2.4.2. Support for additional databases and versions
With this release, we added support for the following new database vendors:
- EnterpriseDB (EDB) Advanced 17.6
- Azure SQL Database and Azure SQL Managed Instance
Where the previous documentation stated only tested database version, it now states all the supported database versions as well.
2.4.3. Expose management interface by HTTP
Previous versions exposed the management endpoint only by HTTPS when the main interface was using HTTPS.
					Set the new option http-management-scheme to http to have the management interface use HTTP rather than inheriting the HTTPS settings of the main interface. This change allows monitoring those endpoints in environments where no TLS client is available.
				
2.4.4. Expose health endpoints on the main HTTP(S) port
					With health-enabled set to true, you may set the http-management-health-enabled to false to indicate that health endpoints should be exposed on the main HTTP(s) port instead of the management port. When this option is false you should block unwanted external traffic to /health at your proxy.
				
This allows using the health endpoints in environments where the load balancer might need access to those ports to direct traffic to the correct nodes.

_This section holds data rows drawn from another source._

PR #2321, opened 2025-03-31
♻️ Refactor preview user

VivekFitkariwala:
Adding cache for getting Preview user by Id and removing creation of exclusion doc during the state change to Preview State

### DIFF
--- a/backend/packages/Upgrade/src/api/services/ExperimentAssignmentService.ts
+++ b/backend/packages/Upgrade/src/api/services/ExperimentAssignmentService.ts
@@ -182,7 +182,7 @@ export class ExperimentAssignmentService {
     }
 
     const userId = userDoc.id;
-    const previewUser: PreviewUser = await this.previewUserService.findOne(userId, logger);
+    const previewUser: PreviewUser = await this.previewUserService.findOneFromCache(userId, logger);
     const { workingGroup } = userDoc;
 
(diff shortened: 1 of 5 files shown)


backend/packages/Upgrade/src/api/services/ExperimentAssignmentService.ts
```diff
@@ -918,6 +918,14 @@ export class ExperimentAssignmentService {
   }
 
   public async dataLog(userDoc: RequestedExperimentUser, jsonLog: ILogInput[], logger: UpgradeLogger): Promise<Log[]> {
+    if (!userDoc) {
```
bcb37, line 921: This test will not filter out preview users, since you can /init them and they'll have a userDoc

danoswaltCL:
@bcb37 in AWS I can see this call is extremely negligible, 17 calls per second, 0.01 ms per call. There are 2 rows of data being queried and unlikely to ever go up much more than that. 

Do we want to spend more time on this PR, let it go, merge it as is if it seems safe?

bcb37:
> @bcb37 in AWS I can see this call is extremely negligible, 17 calls per second, 0.01 ms per call. There are 2 rows of data being queried and unlikely to ever go up much more than that.
> 
> Do we want to spend more time on this PR, let it go, merge it as is if it seems safe?

I'd say t's safe; the cache stuff makes sense and seem to work. If we want to revisit getting previewing working we may have to make more changes anyway.

PR #2324, opened 2025-04-02
create separate card for global exclude segments

bcb37:
- fetches global exclude segments separately, using the new endpoint
- populates a separate segment table card, above the regular segment list table card, with the global exclude segments
- the global exclude card is collapsed by default
- global exclude table is sortable but not searchable
- "Show Global Excludes" removed from UI

### DIFF
--- a/frontend/projects/upgrade/src/app/core/segments/store/segments.model.ts
+++ b/frontend/projects/upgrade/src/app/core/segments/store/segments.model.ts
@@ -225,8 +225,15 @@ export interface SegmentState extends EntityState<Segment> {
   sortAs: SORT_AS_DIRECTION;
 }
 
+export interface GlobalSegmentState extends EntityState<Segment> {
+  isLoadingGlobalSegments: boolean;
+  sortKey: SEGMENT_SORT_KEY;
+  sortAs: SORT_AS_DIRECTION;
+}
+
 export interface State extends AppState {
   segments: SegmentState;
+  globalSegments: GlobalSegmentState;
 }
 
 export interface SegmentFile {
--- a/frontend/projects/upgrade/src/app/core/segments/store/segments.selectors.ts
+++ b/frontend/projects/upgrade/src/app/core/segments/store/segments.selectors.ts
@@ -57,20 +57,24 @@ export const selectFeatureFlagSegmentsExclusion = createSelector(
   (state) => state.allFeatureFlagSegmentsExclusion
 );
 
-export const selectSelectedSegment = createSelector(
-  selectRouterState,
+export const selectAllSegmentEntities = createSelector(
   selectSegmentsState,
   selectGlobalSegmentsState,
-  (routerState, segmentState, globalSegmentState) => {
-    if (routerState?.state && (segmentState?.entities || globalSegmentState?.entities)) {
+  (segmentState, globalSegmentState) => ({
+    ...segmentState.entities,
+    ...globalSegmentState.entities,
+  })
+);
+
+export const selectSelectedSegment = createSelector(
+  selectRouterState,
+  selectAllSegmentEntities,
+  (routerState, allSegmentEntities) => {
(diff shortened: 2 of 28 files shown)


frontend/projects/upgrade/src/app/core/segments/store/segments.model.ts
```diff
@@ -225,8 +225,15 @@ export interface SegmentState extends EntityState<Segment> {
   sortAs: SORT_AS_DIRECTION;
 }
 
+export interface GlobalSegmentState extends EntityState<Segment> {
```
danoswaltCL, line 228: This is interesting. It's not exactly a pattern we've used, having 2 feature-level states and reducers that share the same ngrx files. I think it makes sense though, it's separate enough in that it's loaded up and presented independently, but there's obvious major overlap and I don't think anyone's going to get confused. I guess I have nothing productive to say, just needed to type and talk it out, looks good 👍

frontend/projects/upgrade/src/app/core/segments/store/segments.selectors.ts
```diff
@@ -50,12 +60,17 @@ export const selectFeatureFlagSegmentsExclusion = createSelector(
 export const selectSelectedSegment = createSelector(
```
danoswaltCL, line 60: We can do this without the nested ternary logic if we have a new selector like `selectAllSegmentEntities` return all segments. Then the existing `selectSelectedSegment` can just swap in this selector in place of `selectSegmentsState` without changing the logic that's there.

I have a feeling we're going to want to be able to select all global + regular segments for other purposes as well that should be a standard selector in our collection.

```typescript
export const selectAllSegmentEntities = createSelector(
  selectSegmentsState,
  selectGlobalSegmentsState,
  (segmentState, globalSegmentState) => ({
    ...segmentState.entities,
    ...globalSegmentState.entities
  })
);
```

```typescript
export const selectSelectedSegment = createSelector(
  selectRouterState,
  selectAllSegmentEntities,
  (routerState, allEntities) => {
    if (routerState?.state && allEntities) {
      const {
        state: { params },
      } = routerState;
      return allEntities[params.segmentId];
    }
    return undefined;
  }
);
```

frontend/projects/upgrade/src/app/features/dashboard/segments/pages/segment-root-page/segment-root-page-content/segment-global-section-card/segment-global-section-card-table/segment-global-section-card-table.component.ts
```diff
@@ -0,0 +1,83 @@
...
+
+  get SEGMENT_TRANSLATION_KEYS() {
+    return SEGMENT_TRANSLATION_KEYS;
+  }
+
+  get SEGMENT_ROOT_COLUMN_NAMES() {
+    return SEGMENT_ROOT_COLUMN_NAMES;
+  }
+
+  changeSorting(event) {
```
danoswaltCL, line 66: I don't know if others have the same mania I do for slaying redundant code, `changeSorting` and `sortTable` are implemented multiple times the same way, these can be made `common-table-helper` utilities or some other shared way to reduce it at least in the 'refreshed' features.

there's a lot of copy pasta around table functionality though, not saying that needs to be a part of this PR. it may just be too baked in this way to be worth refactoring now, but I'd like to create a ticket for a rainy day.

bcb37: Yeah, I considered trying to abstract the sorting (since we didn't want search here too), but I concluded that it probably would have required a lot of changes in a lot of places.

danoswaltCL (approved):

PR #2352, opened 2025-04-09
remove github workflows for beanstalk account and old versioning scripts

danoswaltCL:
:fire:


shpwe:
how are the java libs getting built is deleting these? we dont have a jenkins job doing any java builds as of yet. `.github/workflows/clientlibs-java-build.yml`

danoswaltCL:
Right... I have always built the java one myself and uploaded to nexus and I did it the other day to upload to codeartifact, I never actually used this github workflow job.

There's a javascript/node npm package (clientlibs-js) too with a build/publish workflow here... That gets sent to the public npm repository because of the open-source nature (for some reason we only published the java one internally).

We haven't had to publish a new version in a long while, I don't remember if I used the jobs here to build it but I guess I did for publishing to the main npm registry because it requires a token in the secrets that I'm not privy to. So maybe I should leave that one...

shpwe:
> Right... I have always built the java one myself and uploaded to nexus and I did it the other day to upload to codeartifact, I never actually used this github workflow job.
> 
> There's a javascript/node npm package (clientlibs-js) too with a build/publish workflow here... That gets sent to the public npm repository because of the open-source nature (for some reason we only published the java one internally).
> 
> We haven't had to publish a new version in a long while, I don't remember if I used the jobs here to build it but I guess I did for publishing to the main npm registry because it requires a token in the secrets that I'm not privy to. So maybe I should leave that one...

ok, well if there is no need to continue publishing them publicly and if we are fine with not having this to publish the internal package, then this cleanup is fine. Else, i would leave those for now and only remove them once we have a replacement in jenkins. Up to you.

bcb37:
> imma leave the js client publish one then, we're still going to want to publish to npm registry. and this auto-merge dependabot one I'll leave in here also...
> 
> @bcb37 I'm not sure I've noticed this auto-merge job actually working as we definitely have to merge in some... but maybe we're not seeing all of them because this job is merging most of them automatically. I'd like to keep that in place if it is working, that was the recommendation Mike Fugate made way back when I first started and he set this stuff up. If it's not working then we can decide if it should go or be fixed...

I haven't seen auto-merge work either. Do those prs automatically get the approval by Mike Fugate with the message '@dependabot merge' which then gets a thumbs up emoji from dependabot? Every one of them has that exactly, but I don't think it ends up merging them, for whatever reason.

bcb37 (approved):

PR #2357, opened 2025-04-09
more dead code removal

danoswaltCL:
environment.json setup replaced by new infrastructure setup, feature-flags is permanent now so no longer needs a frontend toggle, key-value bubble is just a custom clunky debugger thing that has gone unused.


frontend/projects/upgrade/src/app/app.module.ts
```diff
@@ -69,10 +40,6 @@ export const getEnvironmentConfig = (http: HttpClient, env: Environment) => {
   ],
   providers: [
     { provide: ENV, useValue: environment },
-    provideAppInitializer(() => {
-      const initializerFn = getEnvironmentConfig(inject(HttpClient), inject(ENV));
```
bcb37, line 73: Both `inject()` and `provideAppInitializer()` are now unused and can be removed from the imports

bcb37 (commented):
Just a couple nits.

bcb37 (approved):

Issue #2334, opened 2025-04-04
Export Segment Design Modal


danoswaltCL:
When clicking on the Export Segment Design option in the details overview actions menu, it should open a confirmation modal. On confirm click, the segment json file should be downloaded in browser and the modal should close.

PR #2365, opened 2025-04-10
export segment design modal

danoswaltCL:
#2334


bcb37 (changes requested):
This doesn't include the lists' members.
We should either include the members (like 'Duplicate' does - and like export does for Feature Flags) or zero out the subSegments array.

bcb37 (approved):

2.4.5. Ability to specify a tlsSecret on the Keycloak CR ingress spec
					To support basic TLS termination (edge) deployments by the operator, you may now set the Keycloak CR spec.ingress.tlsSecret field to a TLS Secret name in the namespace.
				
2.4.6. Additional datasources configuration
Some Red Hat build of Keycloak use cases like User Federation might require connecting to additional databases. This was possible only through specifying unsupported raw Quarkus properties in previous Red Hat build of Keycloak versions. In this release, there are now dedicated server options for additional datasources. This allows users to leverage additional databases in their extensions in a supported and user-friendly way.

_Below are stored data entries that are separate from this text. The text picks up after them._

PR #2367, opened 2025-04-10
mooclet: fixes for marking and getting persistant assignment

danoswaltCL:
This adds "learner" to the `/value` (reward) call and adds a method to handle marking condition.

We will always "mark" and enroll the actual condition that was sent in request (if valid), like in within-subjects. That has implications for outside factors potentially causing an imbalance if one condition for some reason is more likely to get marked in client. But there's not a good way around that I can find.

### DIFF
--- a/backend/packages/Upgrade/src/api/services/ExperimentAssignmentService.ts
+++ b/backend/packages/Upgrade/src/api/services/ExperimentAssignmentService.ts
@@ -561,7 +561,8 @@ export class ExperimentAssignmentService {
       },
       exclusionReason,
       status,
-      condition
+      condition,
+      logger
     );
     if (experiment.enrollmentCompleteCondition) {
       await this.checkEnrollmentEndingCriteriaForCount(experiment, logger);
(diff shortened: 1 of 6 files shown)


bcb37 (commented):
This all works and makes sense with one exception:
I still don't see the result of calling ../run?learning=[userId] ever settling on a consistent response.
- I enrolled a learner, then sent a reward and saw that reward added to the 'values' table with the correct learner and version. But I was still getting different responses when I hit the 'run' endpoint with that user id a bunch of times. 

This might not matter because, as you point out, we'll never hit the 'run' endpoint after a learner has marked, even if /assign is called - because then it gets the assignment from the enrollment table. And it does store the association between the learner (user) and the condition, but the consistency of that is actually coming from the UpGrade database (i.e. the params will only ever contain the condition from the enrollment table when the reward call is made).

danoswaltCL:
`/run?learning=[userId]` is this the line you're running or a typo in the comment? should be `learner`.

bcb37:
> `/run?learning=[userId]` is this the line you're running or a typo in the comment? should be `learner`.

typo

danoswaltCL:
@bcb37 amended my comments, please re-review at your convenience

bcb37 (approved):

PR #2371, opened 2025-04-11
Implement Delete Segment Modal

### LINKED ISSUE #2332: Segments new Delete Modal
When clicking delete, we should see the common delete confirmation modal. This should hit the existing delete endpoint.

After delete, we should nav back to segments root page and the segments list should be refetched.

zackcl:
Resolves #2332


bcb37 (approved):
This looks ok. It's copy-pasted from the feature flag one, which makes me wonder if we can generalize these any more before we make a third one for experiments.
Say we want to change something about how these modals look or feel in the future, we'd have to go in and change all three. But maybe the common modal component is general enough?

For more details, see Configure multiple datasources.
2.4.7. Asynchronous logging for higher throughput and lower latency
All available log handlers now support asynchronous logging capabilities. Asynchronous logging helps deployments that require high throughput and low latency.
For more details on this feature, see Asynchronous logging.

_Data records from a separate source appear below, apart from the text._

PR #2401, opened 2025-04-16
global excludes list operation actions

danoswaltCL:
This resolves issues with the global exclude list operations not updating after adding the list (store wasn't being updated). It also fixes the import list modal load spinner in the global exclude page.

This borrows add/update/delete segment list actions in GlobalExclude state in order to add the segment changes back to the correct store, and refactors to avoid the redundancy between the two reducers.

Having a separate globalExclude entity state is starting to look less ideal, this feels like a strange thing to have to do but it will have to do the trick for now without larger refactor.

### DIFF
--- a/frontend/projects/upgrade/src/app/core/segments/store/segments.model.ts
+++ b/frontend/projects/upgrade/src/app/core/segments/store/segments.model.ts
@@ -249,7 +249,7 @@ export interface SegmentState extends EntityState<Segment> {
 }
 
 export interface GlobalSegmentState extends EntityState<Segment> {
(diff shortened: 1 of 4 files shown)


zackcl (approved):

bcb37 (changes requested):
Edits to the Global Exclude segments (besides list changes) are not reflected in the UI.
Also, it looks like editing the Global Exclude segments moves them to the regular segments menu (in fact the type is changed from 'global_exclude' to 'public'

bcb37 (approved):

2.4.8. HTTP access logging of incoming HTTP requests
Red Hat build of Keycloak supports HTTP access logging to record details of incoming HTTP requests. While access logs are often used for debugging and traffic analysis, they are also important for security auditing and compliance monitoring.
For more details, see HTTP Access Logging.
2.4.9. Performance improvements: import, export, and migration
The time it takes to run imports, exports or migrations involving a large number of realms has been improved. A cumulative performance degradation for each additional realm processed is no longer an issue.
2.5. Observability
2.5.1. Operator creates a ServiceMonitor automatically
					The Operator now includes a ServiceMonitor for the management endpoint if metrics are enabled and the monitoring.coreos.com/v1:ServiceMonitor Custom Resource Definition is present on the Kubernetes cluster. The specification of the ServiceMonitor takes into account the various management endpoint configurations, to ensure that metrics can be scraped without any additional configuration. If you do not want a ServiceMonitor to be created, you can disable this by setting spec.serviceMonitor.enabled: false. For more details, see the Operator Guide. == HTTP access logging of incoming HTTP requests
				
Red Hat build of Keycloak supports HTTP access logging to record details of incoming HTTP requests. While access logs are often used for debugging and traffic analysis, they are also important for security auditing and compliance monitoring.